#### [Activity]
What lines of the data below hold the string "oldEdgeVars"? Copy each one out.

[Collected data entries]
========================================
PR #80, opened 2024-08-29
TPA: Merge DAG nested loops

BritikovKI:
This is an implementation of the merging of the nested loops into a single Transition System. It is done via the same approach as the transformation of the whole instance into the single System, but is adapted to only merge loops in the Graph structure into a single node.

### DIFF
--- a/src/TransformationUtils.cc
+++ b/src/TransformationUtils.cc
@@ -134,6 +134,7 @@ std::vector<EId> detectLoop(const ChcDirectedGraph & graph) {
     std::unordered_set<SymRef, SymRefHash> visitedVertices;
     std::unordered_set<SymRef, SymRefHash> verticesOnStack;
     visit(visitedVertices, verticesOnStack, graphRepresentation, graph, graph.getEntry(), loop);
+    std::reverse(loop.begin(), loop.end());
     return loop;
 }
 
--- a/src/engine/TPA.cc
+++ b/src/engine/TPA.cc
@@ -14,6 +14,7 @@
 #include "TransitionSystem.h"
 #include "Witnesses.h"
 #include "transformers/BasicTransformationPipelines.h"
+#include "transformers/NestedLoopTransformation.h"
 #include "transformers/SingleLoopTransformation.h"
 #include "utils/SmtSolver.h"
 
@@ -73,8 +74,17 @@ VerificationResult TPAEngine::solve(const ChcDirectedGraph & graph) {
                 assert(false);
                 throw std::logic_error("Unreachable!");
         }
-    } else if (isTransitionSystemDAG(graph) && not options.hasOption(Options::FORCE_TS)) {
-        return solveTransitionSystemGraph(graph);
+    } else if ((isTransitionSystemDAG(graph) && not options.hasOption(Options::FORCE_TS)) ||
+               options.hasOption(Options::SIMPLIFY_NESTED)) {
+        if (options.hasOption(Options::SIMPLIFY_NESTED)) {
+            NestedLoopTransformation transformation;
+            auto [transformedGraph, preTranslator] = transformation.transform(graph);
+            assert(isTransitionSystemDAG(*transformedGraph));
+            auto res = solveTransitionSystemGraph(*transformedGraph);
+            return preTranslator->translate(res);
+        } else {
+            return solveTransitionSystemGraph(graph);
+        }
     }
     // Translate CHCGraph into transition system
     SingleLoopTransformation transformation;
--- a/src/graph/ChcGraph.cc
+++ b/src/graph/ChcGraph.cc
@@ -6,6 +6,8 @@
 
 #include "ChcGraph.h"
 
+#include "transformers/CommonUtils.h"
+#include "TransformationUtils.h"
 #include <iostream>
 #include <map>
 
@@ -599,4 +601,126 @@ std::unique_ptr<ChcDirectedHyperGraph> ChcDirectedHyperGraph::makeEmpty(Logic & 
         std::move(predicateRepresentation),
         logic
         );
+}
+
+WitnessInfo ChcDirectedGraph::contractConnectedVertices(std::vector<EId> edges) {
+    assert(edges.size() >= 2);
+    assert(getSource(edges[0]) == getTarget(edges[edges.size() - 1]));
+    TimeMachine timeMachine(logic);
+    TermUtils utils(logic);
+    std::vector<SymRef> vertices;
+    assert(std::adjacent_find(edges.begin(), edges.end(), [&](auto first, auto second) { return getTarget(first) != getSource(second); }) == edges.end());
+    for (uint i = 0; i < edges.size(); i++) {
+        vertices.push_back(getSource(edges[i]));
+    }
+
+    LocationVarMap locationVars;
+    PositionVarMap argVars;
+    locationVars.reserve(vertices.size());
+    for (auto vertex : vertices) {
+        auto varName = std::string(".loc_") + std::to_string(vertex.x);
+        locationVars.insert({vertex, timeMachine.getVarVersionZero(varName, logic.getSort_bool())});
+    }
+
+    for (auto vertex : vertices) {
+        auto args_count = logic.getSym(vertex).nargs();
+        for (uint32_t i = 0; i < args_count; ++i) {
+            VarPosition pos = {vertex, i};
+            auto varName = std::string(".arg_") + std::to_string(vertex.x) + '_' + std::to_string(i);
+            PTRef var = timeMachine.getVarVersionZero(varName, logic.getSym(vertex)[i]);
+            argVars.insert({pos, var});
+        }
+    }
+
+    vec<PTRef> transitionRelationComponent;
+
+    // KB: creation of the location variables for nodes and argument variables (params of predicates)
+    std::vector<EId> allEdges = getEdges();
+    EdgeTranslator edgeTranslator{*this, locationVars, argVars, {}};
+    // KB: Translation of self-loop edges for the edges vertices
+    //     and edges between vertices in DAG
+    for (auto edge : allEdges) {
+        if (std::find(vertices.begin(), vertices.end(), getSource(edge)) != vertices.end() &&
+            std::find(vertices.begin(), vertices.end(), getTarget(edge)) != vertices.end()) {
+            transitionRelationComponent.push(edgeTranslator.translateEdge(getEdge(edge)));
+            removeEdge(edge);
+        }
+    };
+    PTRef transitionRelation = logic.mkOr(std::move(transitionRelationComponent));
+
+    // KB: Extraction of the state variables of the nested loop nodes, creation of new predicate to replace node with
+    //     nested loops
+    std::vector<PTRef> stateVars = [&locationVars, &argVars]() {
+        std::vector<PTRef> ret;
+        for (auto && entry : locationVars) {
+            ret.push_back(entry.second);
+        }
+        for (auto && entry : argVars) {
+            ret.push_back(entry.second);
+        }
+        return ret;
+    }();
+
+    vec<SRef> argSorts;
+    std::vector<PTRef> vars;
+    for (auto arg : stateVars) {
+        argSorts.push(logic.getSortRef(arg));
+        vars.push_back(timeMachine.getUnversioned(arg));
+    }
+
+    std::string name;
+    for (auto vertex : vertices) {
+        name += logic.getSymName(vertex);
+    }
+
+    SymRef newRef = logic.declareFun(name, logic.getSort_bool(), argSorts);
+    predicates.addRepresentation(newRef, std::move(vars));
+
+    // KB: Changing input and output edges to and from the loop in the graph with new state and loc variables
+    //     Redirecting edges to the newly created vertice
+    allEdges = getEdges();
+    for (auto edge : allEdges) {
+        if (std::find(vertices.begin(), vertices.end(), getSource(edge)) != vertices.end()) {
+            PTRef newSourceLoc = locationVars.at(getSource(edge));
+            auto oldEdgeVars = getVariablesFromEdge(logic, *this, edge);
+            std::unordered_map<PTRef, PTRef, PTRefHash> subMap;
+            for (uint i = 0; i < oldEdgeVars.stateVars.size(); i++) {
+                subMap.insert(std::make_pair(oldEdgeVars.stateVars[i], argVars[{getSource(edge), i}]));
+            }
+            updateEdgeSource(edge, newRef);
+            PTRef label = utils.varSubstitute(logic.mkAnd(getEdgeLabel(edge), newSourceLoc), subMap);
+
+            updateEdgeLabel(edge, InterpretedFla{label});
+        }
+        if (std::find(vertices.begin(), vertices.end(), getTarget(edge)) != vertices.end()) {
+
+            PTRef newTargetLoc = [&]() -> PTRef {
+                vec<PTRef> negatedLocations;
+                negatedLocations.capacity(locationVars.size());
+                for (auto && entry : locationVars) {
+                    if (entry.first != getTarget(edge)) {
+                        negatedLocations.push(logic.mkNot(timeMachine.sendVarThroughTime(entry.second, 1)));
+                    }
+                }
+                return logic.mkAnd(std::move(negatedLocations));
+            }();
+            PTRef destination = timeMachine.sendVarThroughTime(locationVars.at(getTarget(edge)), 1);
+
+            auto oldEdgeVars = getVariablesFromEdge(logic, *this, edge);
+            std::unordered_map<PTRef, PTRef, PTRefHash> subMap;
+            for (uint i = 0; i < oldEdgeVars.nextStateVars.size(); i++) {
+                subMap.insert(std::make_pair(oldEdgeVars.nextStateVars[i],
+                                             timeMachine.sendVarThroughTime(argVars[{getTarget(edge), i}], 1)));
+            }
+            updateEdgeTarget(edge, newRef);
+            PTRef label = utils.varSubstitute(getEdgeLabel(edge), subMap);
+
+            updateEdgeLabel(edge, InterpretedFla{rewriteMaxArityClassic(
+                                            logic, logic.mkAnd({newTargetLoc, destination, label}))});
+        }
+    }
+
+    // KB: Creating new self-looping edge (which represents all of the transitions in the outer loop)
+    newEdge(newRef, newRef, InterpretedFla{transitionRelation});
+    return {newRef, locationVars, argVars};
 }
--- a/src/graph/ChcGraph.h
+++ b/src/graph/ChcGraph.h
@@ -107,6 +107,28 @@ struct VertexHasher {
     }
 };
 
+struct VarPosition {
+    SymRef vertex;
+    uint32_t pos;
+
+    inline bool operator==(VarPosition other) const { return vertex == other.vertex and pos == other.pos; }
+};
+struct VarPositionHasher {
+    std::size_t operator()(VarPosition pos) const {
+        std::hash<std::uint32_t> hasher;
+        return hasher(pos.vertex.x) ^ hasher(pos.pos);
+    }
+};
+
+using LocationVarMap = std::unordered_map<SymRef, PTRef, SymRefHash>;
+using PositionVarMap = std::unordered_map<VarPosition, PTRef, VarPositionHasher>;
+
+struct WitnessInfo {
+    SymRef loopVertex;
+    LocationVarMap locations;
+    PositionVarMap positions;
+};
+
 class ChcDirectedGraph {
     std::map<EId, DirectedEdge> edges;
     LinearCanonicalPredicateRepresentation predicates;
@@ -114,8 +136,10 @@ class ChcDirectedGraph {
     mutable std::size_t freeId {0};
 
     // graph transformations
-    friend class GraphTransformations;
+    friend class NestedLoopTransformation;
+    friend class SingleLoopTransformation;
     void contractVertex(SymRef sym);
+    WitnessInfo contractConnectedVertices(std::vector<EId> edges);
     void mergeEdges(EId incoming, EId outgoing);
     void deleteNode(SymRef sym);
     PTRef mergeLabels(DirectedEdge const & incoming, DirectedEdge const & outgoing);
@@ -158,9 +182,9 @@ public:
         return getEdge(eid).from;
     }
 
-	SymRef getTarget(EId eid) const {
-		return getEdge(eid).to;
-	}
+    SymRef getTarget(EId eid) const {
+            return getEdge(eid).to;
+    }
 
     std::unique_ptr<ChcDirectedHyperGraph> toHyperGraph() const;
 
@@ -192,6 +216,24 @@ private:
     void newEdge(SymRef from, SymRef to, InterpretedFla label) {
         EId eid = freshId();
========================================
#### [Result of this task]
+            auto oldEdgeVars = getVariablesFromEdge(logic, *this, edge);
+            for (uint i = 0; i < oldEdgeVars.stateVars.size(); i++) {
+                subMap.insert(std::make_pair(oldEdgeVars.stateVars[i], argVars[{getSource(edge), i}]));
+            auto oldEdgeVars = getVariablesFromEdge(logic, *this, edge);
+            for (uint i = 0; i < oldEdgeVars.nextStateVars.size(); i++) {
+                subMap.insert(std::make_pair(oldEdgeVars.nextStateVars[i],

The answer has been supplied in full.